Mathias Unberath, assistant research professor in the Malone Center, and team have published an open-source, machine readable dataset related to socioeconomic factors that may affect the spread and/or consequences of epidemiological outbreaks, particularly the novel coronavirus (COVID-19).

Access the dataset here >>

From the project website:

Overview: Despite overoptimistic promises of an “American Resurrection” by Easter Sunday, many scientists and citizens fear that current mitigation strategies are likely insufficient to avert the collapse of the US healthcare system. Confirmed COVID-19 cases, hospitalizations, and – unfortunately – deaths are rapidly increasing; implementing an aggressive suppression strategy – “The Hammer” – seems to be the only viable option to buy time. How can we make best use of the time these measures buy?
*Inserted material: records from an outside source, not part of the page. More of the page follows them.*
PR #2081, opened 2026-03-12
fix(tui): restore shift+tab in xterm modifyOtherKeys mode

lucasrcezimbra:
## Summary

This fixes `Shift+Tab` not triggering keybindings when the terminal sends Tab through xterm `modifyOtherKeys` sequences.

In my case, this is reproducible in WezTerm. `Ctrl+<letter>` bindings were also broken starting with `0.56.0`, but those were fixed by `0.57.0`. `Shift+Tab` remained broken after that.

## What was happening

`parseKey()` already recognized xterm `modifyOtherKeys` Tab sequences correctly, for example:

- `\x1b[27;2;9~` -> `shift+tab`

But `matchesKey()` did not match those same sequences for `tab`-based bindings.

That meant the key could be parsed correctly, but the actual keybinding action would never fire.

## Fix

Add xterm `modifyOtherKeys` matching for Tab in `matchesKey()` so these bindings work again:

- `shift+tab`
- `ctrl+tab`
- `alt+tab`

## Regression coverage

Added tests for:

- `\x1b[27;2;9~` -> `shift+tab`
- `\x1b[27;5;9~` -> `ctrl+tab`
- `\x1b[27;3;9~` -> `alt+tab`

## Repro context

Observed in:

- WezTerm

Started happening in:

- `0.56.0`

### DIFF
--- a/packages/coding-agent/CHANGELOG.md
+++ b/packages/coding-agent/CHANGELOG.md
@@ -5,6 +5,7 @@
 ### Fixed
 
 - Fixed interactive input fields backed by the TUI `Input` component to scroll by visual column width for wide Unicode text (CJK, fullwidth characters), preventing rendered line overflow and TUI crashes in places like search and filter inputs ([#1982](https://github.com/badlogic/pi-mono/issues/1982))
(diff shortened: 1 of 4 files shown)


lucasrcezimbra:
#2086

badlogic:
cheers!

The machine learning community should actively engage in these discussions and contribute possible solutions to actionable problems. One interesting direction could be to identify the effect that different mitigation and suppression strategies have in terms of benefits and costs. “Benefits” in this case would correspond to reductions in the effective reproduction number R, potential lives saved and long-term socio-economic benefits, while “costs” could reflect the resulting burden on the healthcare system, short-term economic consequences and possible long-term economic restructuring.

Many of the recent epidemiological predictions and analyses are performed for the US as a whole. However, identifying relationships between “benefits” and “costs” will likely require a much higher granularity of analysis. This is because highly localized contextual factors, such as population density, demographics or primary means of transportation, will affect critical parameters for computational epidemiological modeling, including the effective reproduction number R.

To facilitate research on such questions, we present a machine readable dataset that aggregates relevant data from around 10 governmental and academic sources on the county-level. In addition to county-level time-series data from the JHU CSSE COVID-19 Dashboard, our dataset contains more than 300 variables that summarize population estimates, demographics, ethnicity, housing, education, employment and income, climate, transit scores, and healthcare system-related metrics. A detailed description of all variables can be found here.